Quels critères ? Quels objectifs ?

Les critères et les objectifs seront fixés "collectivement dans le cadre du dialogue social". Cependant, l'accord-cadre suggère cinq types de critères :

- des critères liés à l'amélioration de la qualité du service rendu ;
- des critères liés à l'amélioration de la conduite des politiques publiques, notamment en cas d'événement exceptionnel prévisible venant augmenter la charge de travail du/des services ;
- des critères liés à la maîtrise des coûts et à l'efficience des services ;
- des critères liés à l'amélioration des conditions de travail ;
- des critères liés au développement durable.
"Les objectifs devront être peu nombreux (4 à 5 maximum pour chaque administration), clairs, et correspondre à la situation concrète de chacun des services concernés.
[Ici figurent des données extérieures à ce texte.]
PR #53, opened 2015-05-12
Backport crypto/x509 and crypt/tls changes

corny:
I need SHA384 for my project and I want to respect RFC 7525. It was too hard to make seperate commits. I will test it extensively and I hope my changes do not brake anything.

Ils devront être fixés en fonction de la capacité des services à agir sur eux". Tous les services auront vocation à être éligibles au dispositif de l'intéressement collectif. Mais, "afin d'assurer une sélectivité entre les services, au vu de leurs résultats respectifs, et d'allouer un montant de prime significatif" seront bénéficiaires  :
- les services ayant connu la plus forte progression dans l'atteinte de leurs objectifs ;
- les services ayant obtenu les meilleurs résultats dans l'atteinte des objectifs ;
- les services ayant atteint leurs objectifs.

Le versement de la prime ne devrait pas être automatique d'année en année, ni d'un montant constant. 
 

Un dispositif encadré, "pour éviter une concurrence entre collectivités"
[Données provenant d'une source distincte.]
PR #67, opened 2015-09-05
Add Bytes() to CipherSuite and TLSVersion

corny:
I need these to get the version and cipher suite as byte array in my application.


dadrian:
Thanks!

Lors de leur audition par Michel Diefenbacher, les trois principales associations d'élus (AMF, ADF, ARF) s'étaient déclarées "intéressées" par les dispositifs de rémunération à la performance. Spontanément cependant, elles avaient "exprimé un intérêt plus marqué pour les systèmes de rémunération individuelle au mérite". Tout en insistant sur la nécessité de respecter le principe de libre administration des collectivités territoriales, elles ne s'étaient pas montrées opposées à ce que l'intéressement soit "encadré, de manière à éviter que les collectivités ne se livrent à une véritable concurrence en matière de recrutement et que les règles de la mobilité des fonctionnaires ne s'en trouvent faussées". Certains élus avaient trouvé "inadéquat voire déplacé le terme d'intéressement : la notion d'intérêt [leur] semblait en effet contraire à la nature et à la vocation du service public. Et la transposition d'une telle notion dans la fonction publique radicalement différente du monde de l'entreprise, [leur] paraissait inadéquate voire dangereuse (rapport, p.38)". Du côté des syndicats, il avait été, entre autres, mis en avant les problèmes posés par la définition de critères d'intéressement... et la question du financement de ladite prime.

Un dossier dont nous ne manquerons pas de suivre, après les annonces, l'avancée de la mise en oeuvre dans les mois qui viennent.